To see this, note that any zero $a\in A$ allows us to write $f(X)=(X-a)g(X)$ with $\deg g<\deg f$. Hence after factoring out $\deg f$ zeroes, we are lef with a degree zero factor, i.e., a constant: $f(X)=c(X-a_1)(X-a_2)\cdots (X-a_n)$. If we plug in yet another zero $a_{n+1}$, the right hand side is a product of $c$ and some non-zero factors. As $A$ is an integral domain, $f(a_{n+1})=0$ implies $c=0$, so $f=0$.

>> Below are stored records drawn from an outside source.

PR #3622, opened 2021-11-29
Simplify APQ configuration

martinbonnin:
The previous `.hashedQueries()` was not only very easy to find but it also did not reset the HTTP method. Instead, replace it with `.enableAutoPersistedQueries(Boolean)` 

Many thanks to @CoreFloDev for spotting this 💜

### DIFF
--- a/apollo-runtime/src/commonMain/kotlin/com/apollographql/apollo3/ApolloClient.kt
+++ b/apollo-runtime/src/commonMain/kotlin/com/apollographql/apollo3/ApolloClient.kt
@@ -273,14 +273,13 @@ class ApolloClient @JvmOverloads @Deprecated("Please use ApolloClient.Builder in
      *
      * @param httpMethodForHashedQueries: the [HttpMethod] to use for the initial hashed query that does not send the actual Graphql document.
      * [HttpMethod.Get] allows to use caching when available while [HttpMethod.Post] usually allows bigger document sizes.
-     * Only used if [hashByDefault] is true
      * Default: [HttpMethod.Get]
      *
      * @param httpMethodForDocumentQueries: the [HttpMethod] to use for the follow up query that sends the full document if the initial
      * hashed query was not found.
      * Default: [HttpMethod.Post]
      *
-     * @param hashByDefault: whether to enable Auto Persisted Queries by default. If true, it will set httpMethodForHashedQueries,
+     * @param enableByDefault: whether to enable Auto Persisted Queries by default. If true, it will set httpMethodForHashedQueries,
      * sendApqExtensions=true and sendDocument=false.
      * If false it will leave them untouched. You can later use [hashedQuery] to enable them
      */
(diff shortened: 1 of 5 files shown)


apollo-runtime/src/commonMain/kotlin/com/apollographql/apollo3/ApolloClient.kt
```diff
@@ -273,28 +273,25 @@ class ApolloClient @JvmOverloads @Deprecated("Please use ApolloClient.Builder in
...
      * hashed query was not found.
      * Default: [HttpMethod.Post]
      *
-     * @param hashByDefault: whether to enable Auto Persisted Queries by default. If true, it will set httpMethodForHashedQueries,
+     * @param enableByDefault: whether to enable Auto Persisted Queries by default. If true, it will set httpMethodForHashedQueries,
      * sendApqExtensions=true and sendDocument=false.
      * If false it will leave them untouched. You can later use [hashedQuery] to enable them
      */
     @JvmOverloads
     fun autoPersistedQueries(
```
BoD, line 287: Could we name this one `enableAutoPersistedQueries` as well? This way the API on the client build and on individual queries would be symmetric (like we did with `canBeBatched`)?  There might be an ambiguity at the call site though (`enableAutoPersistedQueries(HttpMethod, HttpMethod, Boolean)` vs `enableAutoPersistedQueries(Boolean)`)

apollo-runtime/src/commonMain/kotlin/com/apollographql/apollo3/ApolloClient.kt
```diff
@@ -273,28 +273,25 @@ class ApolloClient @JvmOverloads @Deprecated("Please use ApolloClient.Builder in
...
      * Default: [HttpMethod.Get]
      *
      * @param httpMethodForDocumentQueries: the [HttpMethod] to use for the follow up query that sends the full document if the initial
      * hashed query was not found.
      * Default: [HttpMethod.Post]
      *
-     * @param hashByDefault: whether to enable Auto Persisted Queries by default. If true, it will set httpMethodForHashedQueries,
+     * @param enableByDefault: whether to enable Auto Persisted Queries by default. If true, it will set httpMethodForHashedQueries,
      * sendApqExtensions=true and sendDocument=false.
      * If false it will leave them untouched. You can later use [hashedQuery] to enable them
```
BoD, line 284:
```suggestion
     * If false it will leave them untouched. You can later use [enableAutoPersistedQueries] to enable them
```

apollo-runtime/src/commonMain/kotlin/com/apollographql/apollo3/ApolloClient.kt
martinbonnin: They're not really symmetrical:

* `ApolloClient.Builder.autoPersistedQueries` is the initial configuration
* `HasMutableExecutionContext.enableAutoPersistedQueries` is the on/off switch

In a way, 

* `ApolloClient.Builder.autoPersistedQueries` <-> `BatchingHttpEngine()`
* `ApolloClient.Builder.enableAutoPersistedQueries` <-> `canBeBatched`

apollo-runtime/src/commonMain/kotlin/com/apollographql/apollo3/ApolloClient.kt
martinbonnin: 👍

apollo-runtime/src/commonMain/kotlin/com/apollographql/apollo3/ApolloClient.kt
BoD: Got it -  this actually makes sense 😊 👍

BoD (approved):
👍

PR #3624, opened 2021-11-29
Move the HTTP cache to a HttpInterceptor

martinbonnin:
This fixes a case where calling `httpCache` would overwrite the `okHttpClient` and it's overall more flexible as it potentially allows using the HttpCacheInterceptor together with other kinds of HttpInterceptors

Thanks @CoreFloDev for catching this.


BoD (approved):
Very cool 👍

PR #3627, opened 2021-11-30
Consolidate fragment articles

StephenBarlow:


BoD (approved):
👍
Good call merging them, it makes sense

martinbonnin (approved):
I like making the distinction because it hints at a clearer terminology. It's either "inline fragment" or "named fragment" but not "fragments". 

But either works really, I don't plan dying on this hill :)

PR #6309, opened 2024-12-09
[gradle-plugin] Fix classloader caching. 

martinbonnin:
So many things went wrong there 🙈

Many thanks @scana for catching this 🙏


BoD (approved):
🐘

PR #6325, opened 2024-12-13
Add `ApolloExtension.useGradleVariants`

martinbonnin:
This adds the apollo metadata as variants in the "java" software component instead of requiring a separate publication. This should fix publishing modules with apollo dependencies.

This is wildly experiment and only for JVM targets due to https://youtrack.jetbrains.com/issue/KT-58830/

If using this, you can remove the apollo publication:

```kotlin
apollo {
  // add this (experimental)
  useGradleVariants.set(true)
}

// remove this
publishing {
  publications {
    create<MavenPublication>("apollo") {
      from(components["apollo"])
      artifactId = "foo-apollo"
    }
  }
}
```


BoD (approved):
👍

PR #6329, opened 2024-12-17
[gradle-plugin] expose the outgoing variants

martinbonnin:
Instead of trying to guess what SoftwareComponent to add the metadata to, just expose them to the user so they can decide what to do with them:

```kotlin
  service("service") {
    outgoingVariantsConnection {
      addToSoftwareComponent("java")
    }
  }
```

Note that Android requires `afterEvaluate {}`:

```kotlin
  service("service") {
    outgoingVariantsConnection {
      afterEvaluate {
        addToSoftwareComponent("release")
      }
    }
  }
```


BoD (approved):
⚙️

PR #6331, opened 2024-12-17
Implement ＠defer "June 2023" response format

BoD:
Implements the latest (as of 2024-12-17) ＠defer incremental response format as seen in [examples](https://github.com/graphql/defer-stream-wg/discussions/69) and [spec edits](https://github.com/graphql/graphql-spec/pull/1124).

This shouldn't be merged as-is, as at least the end-to-end tests with the Router will fail.

There may be a way to have both the "old" (`20220824`) and latest formats working but not sure this would be useful.


martinbonnin:
Apollo Client 4 introduces different [handlers](https://github.com/apollographql/apollo-client/blob/e1590744210962dd66a46aa21016a22225817996/docs/source/migrating/apollo-client-4-migration.mdx#enable-incremental-delivery-defer) for different incremental formats. We could do the same while the format iterates.

.github/workflows/defer-integration-tests.yml
```diff
@@ -42,3 +42,31 @@ jobs:
...
+        run: |
+          npm install --legacy-peer-deps
+          npx patch-package
+          APOLLO_PORT=4000 npm start &
+
+      - name: Setup Java
+        uses: actions/setup-java@99b8673ff64fbf99d8d325f52d9a5bdedb8483e9 #v4.2.1
+        with:
+          distribution: 'temurin'
+          java-version: 17
```
martinbonnin, line 63: Any thoughts about removing this? I'm trying to keep our yaml files clean (see https://github.com/apollographql/apollo-kotlin/pull/6705#discussion_r2375537148)

BoD: No objection either 👍

libraries/apollo-runtime/src/commonMain/kotlin/com/apollographql/apollo/internal/incremental/Defer20220824IncrementalResultsMerger.kt
```diff
@@ -0,0 +1,92 @@
...
+import com.apollographql.apollo.api.IncrementalResultIdentifier
+import com.apollographql.apollo.api.IncrementalResultIdentifiers
+import okio.BufferedSource
+
+/**
+ * Merger for the [com.apollographql.apollo.network.http.HttpNetworkTransport.IncrementalDeliveryProtocol.Defer20220824] protocol format.
+ */
+@ApolloInternal
+@Suppress("UNCHECKED_CAST")
+class Defer20220824IncrementalResultsMerger : IncrementalResultsMerger {
```
martinbonnin, line 13: Can this be `internal` ?

libraries/apollo-runtime/src/commonMain/kotlin/com/apollographql/apollo/network/http/HttpNetworkTransport.kt
```diff
@@ -392,4 +406,44 @@ private constructor(
...
+
+  /**
+   * The protocol to use for incremental delivery (`@defer` and `@stream`).
+   */
+  sealed interface IncrementalDeliveryProtocol {
+    @ApolloInternal
+    val acceptHeader: String
+
+    @ApolloInternal
+    fun newIncrementalResultsMerger(): IncrementalResultsMerger
```
martinbonnin, line 418: What about a sealed marker interface to avoid exposing the interface functions? I also think it needs to be @ApolloExperimental?

```kotlin
@ApolloExperimental
sealed interface IncrementalResultsMerger
```

I don't think we want to allow users to implement their own `IncrementalResultsMerger` at this point?

BoD: I went this route: 
- `IncrementalDeliveryProtocol` is a public enum
- `IncrementalDeliveryProtocolImpl` are internal `IncrementalResultsMerger` sealed interfaces

martinbonnin: Enum is even better 👍

libraries/apollo-api/api/apollo-api.api
```diff
@@ -713,6 +713,12 @@ public final class com/apollographql/apollo/api/ImmutableMapBuilder {
 	public final fun put (Ljava/lang/Object;Ljava/lang/Object;)Lcom/apollographql/apollo/api/ImmutableMapBuilder;
 }
 
+public final class com/apollographql/apollo/api/IncrementalResultIdentifierKt {
+	public static final fun isPending (Ljava/util/Set;)Z
+	public static final fun nonPending (Ljava/util/Set;)Ljava/util/Set;
+	public static final fun pending (Ljava/util/Set;)Ljava/util/Set;
+}
```
martinbonnin, line 720: Can those be removed from public API? `isPending` can be internal I think, `nonPending` can be moved to `apollo-runtime` and `pending` is only used in tests.

libraries/apollo-api/api/apollo-api.api
```diff
@@ -938,9 +946,6 @@ public final class com/apollographql/apollo/api/http/DefaultHttpRequestComposer$
 	public final fun buildPostBody (Lcom/apollographql/apollo/api/Operation;Lcom/apollographql/apollo/api/CustomScalarAdapters;Ljava/lang/String;Lkotlin/jvm/functions/Function1;)Lcom/apollographql/apollo/api/http/HttpBody;
 	public final fun buildPostBody (Lcom/apollographql/apollo/api/Operation;Lcom/apollographql/apollo/api/CustomScalarAdapters;ZZLjava/lang/String;)Lcom/apollographql/apollo/api/http/HttpBody;
 	public final fun composePayload (Lcom/apollographql/apollo/api/ApolloRequest;)Ljava/util/Map;
-	public final fun getHEADER_ACCEPT_NAME ()Ljava/lang/String;
-	public final fun getHEADER_ACCEPT_VALUE_DEFER ()Ljava/lang/String;
-	public final fun getHEADER_ACCEPT_VALUE_MULTIPART ()Ljava/lang/String;
```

Now we can do a proof by induction: $k[X_1,\ldots,X_n]=A[X_n]$ where $A=k[X_1,\ldots,X_{n-1}]$ is an integral domain(!). So if $f\in A[X_n]$ is not the zero polynomial, there exists some $b_n\in k$ such that $f(b_n)$ is not the zero polynomial. But spelled out, this means that $g(X_1,\ldots,X_{n-1}):=f(X_1,\ldots, X_{n-1},b_n)\in k[X_1,\ldots,X_{n-1}]$ is not the zero polynomial. By induction hypothesis, there exists $(b_1,\ldots,b_{n-1})\in k^{n-1}$ with $g(b_1,\ldots,b_{n-1})\ne0$, i.e., $f(b_1,\ldots, b_n)\ne 0$.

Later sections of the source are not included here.